LLMs work best when the user defines their acceptance criteria first

Role of Acceptance Criteria and Testing

  • Many argue LLMs work best when acceptance criteria are explicit: performance targets, formats, invariants, and tests.
  • Threads emphasize writing tests or benchmarks first (TDD-like) so the model can iterate against a measurable definition of “correct.”
  • Some use automated “evals” and invariant tools to enforce constraints at every generation step, not just once.

LLM Code Quality: Plausible vs Correct

  • Broad agreement that LLMs produce “plausible” code: syntactically fine, often functionally passing simple tests, but with hidden bugs or terrible performance.
  • Case studies: a Rust SQLite clone that passes tests but is orders of magnitude slower; a fleur‑de‑lis drawing task where models flounder on novel procedural geometry; naive S3→Postgres imports that miss efficient mechanisms.
  • Several note that humans also write plausible-but-buggy code; 100% correctness was never the real bar.

Effective Usage Patterns and Workflows

  • Best outcomes come from treating models like junior devs: specify constraints, architecture, and acceptance tests; make them plan first; decompose into small tasks.
  • Planning modes, “don’t code yet, ask clarifying questions,” and top‑down architecture design are repeatedly recommended.
  • Some prefer LLMs as autocomplete for small snippets; large agentic rewrites are seen as brittle and hard to review.

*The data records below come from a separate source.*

Issue #3131, opened 2021-11-12
Neomuttrc man page broken


john-at-charpa:
Being ye old unix kid I often use the man page(s) for neomutt. Unfortunately the formatting for neomuttrc has been broken for a long time now. I finally got tired of the errors and fixed it. Due to the size of the table, simply fixing the formatting syntax isn't sufficient - you simply get a new error about it being too large. So I've split the table into two logical tables that fit nicely and should be legible.

I've submitted a PR #3132 for this.

PR #3132, opened 2021-11-12
Fix broken formatting and split tables to avoid formatting and length man errors

john-at-charpa:
* **What does this PR do?**
Fixes the formatting errors in the neomuttrc man page. There are problems with both formatting and the table size.

#3131


flatcap (approved):
Thanks for diving into the scary world of nroff :-)
It's much appreciated ❤️

john-at-charpa:
> Thanks for diving into the scary world of nroff :-)
> It's much appreciated ❤️

Happy to help where I can; thanks jumping on it :)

Failure Modes and Limitations

  • Common issues: code bloat, endless patching instead of refactoring, partial migrations, hallucinated APIs, weak tests/mocking, and compounding tech debt.
  • Performance: models default to naive algorithms unless explicitly prompted to research and compare faster approaches.
  • Visual and spatial tasks (SVG shapes, images) remain weak; proprietary or niche frameworks fare worse than mainstream stacks.

Productivity, Skills, and Workforce Impact

  • Enthusiasts report 4–10x productivity, claiming LLM code can match or exceed typical enterprise quality when guided well.
  • Skeptics counter that review, debugging, and architecture still dominate effort, so net gains are modest for hard problems.
  • Debate over juniors: some see LLMs as accelerants; others worry trainees won’t develop deep understanding if they only “steer” agents.

Agents, Tools, and Future Directions

  • Distinction made between raw LLMs, chatbots, and full agents with tools, memory, and code execution.
  • Coding agents that can run benchmarks, tests, and refactors are seen as key to closing the gap between plausible and truly correct code.
  • Some expect big gains from reinforcement-style finetuning in verifiable domains like code and math; others stress that hard‑won, battle‑tested designs still require time and human judgment.